Apanho o comboio das 10.30 e ponho-me  a fazer contas. 

De Lagos a Faro a viagem é de 1h40m. Mas da Meia Praia a Faro é apenas 1.36 minutos. Poupei portanto 4 minutos na viagem de comboio.   

E paguei menos 20 cêntimos de bilhete.  

Sabendo que ñ posso somar cêntimos a minutos, decido atribuir uma equivalência a esse  dinheiro em tempo. Digamos que 20 cêntimos corresponde a 2 minutos e os 4 minutos a menos da viagem Meia Praia-Faro ficam em 6. Seis minutos a menos.   

Ainda me restam 44. 

Que desperdicei ou poupei? Eis a questão. 

E enquanto o comboio rola e os números enchem a folha de papel surge a soma límpida como a manhã. 

Em 6 minutos fiz 2 quilómetros, tomei um banho, nadei, despi e vesti roupa, bebi um café. 

Chego a Faro exactamente à mesma hora que teria chegado se tivesse apanhado o comboio em Lagos e não tivesse gasto 50 minutos a andar. Aparentemente os 44 minutos a mais não me fizeram perder nem o comboio nem Faro nem a hora a que deveria chegar a Faro. De onde concluo, que às vezes, ñ sempre mas às vezes, podemos dilatar o tempo. 

A volta foi sem sobressaltos: 1h40m, 7€30.  

Por acaso é mentira. Havia um incêndio na linha e cheguei a Lagos exactamente 44 minutos depois da hora prevista. Há coisas inacreditáveis!  

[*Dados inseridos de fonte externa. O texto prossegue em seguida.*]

PR #1980, opened 2026-08-15
docs(rulings): re-ground the minimal-alignment rule as a house choice

nh13:
`rulings[unchanged-is-read-over-every-minimal-alignment]` named `general.md:34` as **governing**, which claimed the recommendations decide how a reference base is judged unchanged. They do not. This re-grounds it as a house choice. **The ruling is unchanged; only its authority is.**

Two commits. `576b6760` does the re-grounding. `2bd2f56f` then repairs the citations of the two records that scope `delins.md:47`, and closes the open question the first commit opens — see [Second commit](#second-commit--the-two-delins47-scopes-revisited).

## Why

`general.md:34` keys on variants "separated by one or more nucleotides", so applying it requires knowing which reference nucleotides are unchanged — and the recommendations never say. The clause raises the question and supplies no procedure for answering it.

Measured over `docs/recommendations/`, `docs/background/` and `docs/consultation/` at spec checkout `6f85311`:

| searched | hits |
|---|---:|
| `cost` | **0** |
| `parsimon*` | **0** |
| `edit distance` | **0** |
| `optimal` | **0** |
| `fewest` | **0** |
| `minimal` / `minimum` | 6, none about edit minimality — unsequenced-deletion extent (`uncertain.md:33`, `:159`) and SNP-array probe bounds (`DNA/deletion.md:100`, `DNA/duplication.md:106`, `RNA/insertion.md:62`, `DNA/insertion.md:106`) |

Of eight `align*` hits, the only one using an alignment to *derive a description* is `DNA/delins.md:46` — in the specification's own scare quotes, describing the form it declines in favour of the spanning `delins`.

So there is no definition of "unchanged" for a block differing at several positions, and no procedure of any kind for deriving a partition from two sequences. Naming `:34` as governing asserted a warrant the text does not carry.

## What changes

- `governing` is **dropped** (absent, not null).
- A `house_choice` is added under `README.md` **rule 5's silent limb** — whose own doc reads *"the recommendations are incomplete here"*, which is the measured finding rather than an interpretation.
- The rationale gains a section recording the re-grounding.

Status stays `decided` — a choice was made. All four clauses stay cited: clause-free means **no governing clause**, not no citations, and naming what was read and why none of it reaches is the substance of `considered_and_rejected`.

## What does NOT change

**No output moves.** #1939 measured shipped exposure at **nil** — 840 of 840 sampled cases already produce indel-bearing members under the default arm — so this changes what the ledger *claims*, not what ferro emits. Both guards are untouched and still pass.

`rulings[derivation-may-not-be-bounded-by-the-inputs-spelling]`'s correction (#1956), which uses this record as its falsifier, is unaffected: that correction establishes the position-wise ground is false, which remains true whatever grounds this reading.

## Two things the record now concedes

**The position-wise reading is rejected, but not because a clause forbids it.** It has no less textual support than the minimal-alignment reading, and no more. The stated ground is that it is not stable under what it describes: on an equal-length block it reports changed columns a cheaper alignment leaves untouched, so two spellings of one variant present different separations and `:34` returns two answers for one variant.

**The counter-evidence is recorded unresolved.** `DNA/delins.md:44-47` is the corpus's only worked confrontation with alignment-derived splitting and it prefers the **coarser** form; `DNA/delins.md:86-89` records permission for a split spelling being **withdrawn**. That is evidence against reading alignment-derived splitting as the spec's method, and this PR does not answer it. Two existing records currently scope `:47` away from these blocks — `delins-payload-coincidence-carve-out-is-coding-dna-scoped` to `c.`, `delins-merge-vs-individual-gap-two-or-more` to net-deletion — but that is a consequence of those scopes, not a refutation.

The second commit revisits both scopes and leaves them standing, on better-evidenced grounds than they carried.

## Second commit — the two `delins.md:47` scopes, revisited

The revisit was run as an independent review with the recommendation coming back **leave both scopes as they are**. What changes is the evidence each record cites, not what either decides. Three repairs:

**The axis record gains the corpus answer to its own conceded counterweight.** It concedes that `:47`'s second ground — simplicity — is axis-neutral, and that a reader weighing it equally "would scope the carve-out to every axis and would not be contradicting the spec's text". The corpus answers that: `consultation/SVD-WG010.md:27` makes the axis-neutral simplicity argument **verbatim** — *"making a discrimination between variants in protein-coding and non-coding sequences **is undesired** and makes application of the recommendations unnecessarily complex"* — inside a proposal whose own header reads `Status: rejected` (`:5`). Under this project's standing treatment of a rejected proposal (a negative guard, never an expectation, as `delins-codon-carve-out-gap-one` records), that is evidence **against** letting the simplicity limb carry the carve-out off the coding axis. Neither scoping record cited it.

The same repair records that **`delins.md:86-89` was examined and supplies no axis widening** — it is a coding-axis example (`NM_007294.3`), its RNA twin is on a coding transcript where the protein consequence `:47` names is live, and it sits at separation **zero**, which `general.md:34` and `delins.md:17` do not reach. It is already ruled on by `delins-adjacent-members-when-both-consume-reference`. The chronology is recorded because the natural suspicion is that the record predates the passage: it does not. `c0742311` (#1680) brought `:86-89` into the ledger at 17:12:32; the axis record landed as `cba77a5c` (#1682) at 18:04:04, 52 minutes later.

And it records **what widening would cost, as a constraint rather than a preference**: the payload-coincidence pass carries a maximum separation and no minimum, so a frameless two-member split at separation one falls inside `spec_corpus::is_svd_wg010_shape`, whose `guard_violations` is pinned at **0 over 210 rows as a verdict** about the rejected proposal. Widening lands on that guard on the first row it reaches — #1711 was exactly that. Any future widening must carry a frameless separation floor of two in the same change.

**The direction record's third ground is demoted, and the mechanism ground it never stated is promoted.** Ground 3 was that the ruling's whole evidence base is net-deletion — an inference from the scope of the *evidence* to the scope of the *rule*, which does not follow, and which now sits as corroboration beside Ground 2 (already marked "corroboration, not authority"). What carries the scope instead is intrinsic to `:46`'s mechanism: it states the construction as "parts of the **inserted sequence** align with the reference sequence", a **subsequence** relation, and a subsequence cannot be longer than the sequence it is drawn from — so the construction is unsatisfiable whenever the payload exceeds the span. The code says the same thing twice, independently: `payload_embeds_within_budget` refuses `payload.len() > span.len()` on its own terms (*"Each payload base must consume a span base"*, `src/normalize/merge.rs:7587-7590`), and the entry gate at `:8131` applies the stricter `<`. The net-insertion exclusion is therefore largely **redundant** against the shipped code, which is what makes the scope defensible without leaning on Ground 3.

Canção dos maridos: o último marido

O primeiro marido possuía um belo nariz  
estendia a roupa de forma conscienciosa 
tinha um emprego com descontos incluídos 
era especialista em carne de porco à jardineira
o segundo marido falava 
para cima de cinco línguas 
sendo poeta passeava ao longo da linha da praia com alguma frequência 
comparava-me a estalactites pirites e outras obras imensas 
o terceiro levava-me o pequeno-almoço à cama 
apanhava a roupa suja com os próprios dedos 
perguntava-me se era feliz 
o quarto marido analisava a minha vida passada
perscrutava vigorosamente erros cometidos 
examinava fotografias antigas
constatava que que o meu rosto não ia na melhor direção 
já o quinto gostava de sardinhas, caça submarina 
nadava horas debaixo do mar 
tinha a pele tostada do sol e olhar azul 
o sexto passou mais depressa que um fogo-fátuo nem me apercebi das suas  
características 
guardo um cantinho com ternura por essa estrela fugidia 
que não cheguei devidamente a conhecer 
depois disto fiz-me ao campo 
estava a ficar velha e pensei que as plantas altas e rudes me aceitariam 
sem fazer perguntas 
levava comigo uma faca do mato para o desbravar  
e embrenhei-me no coração da terra 
por assim dizer. 

Foi então que o vi: 
ao cortar os pés dos bambus: 
atrás dos bambus:  

um raposo vestido de fato e chapéu 
remexendo as folhas com uma elegante bengala  
olhando para mim com olhos brilhantes de troça.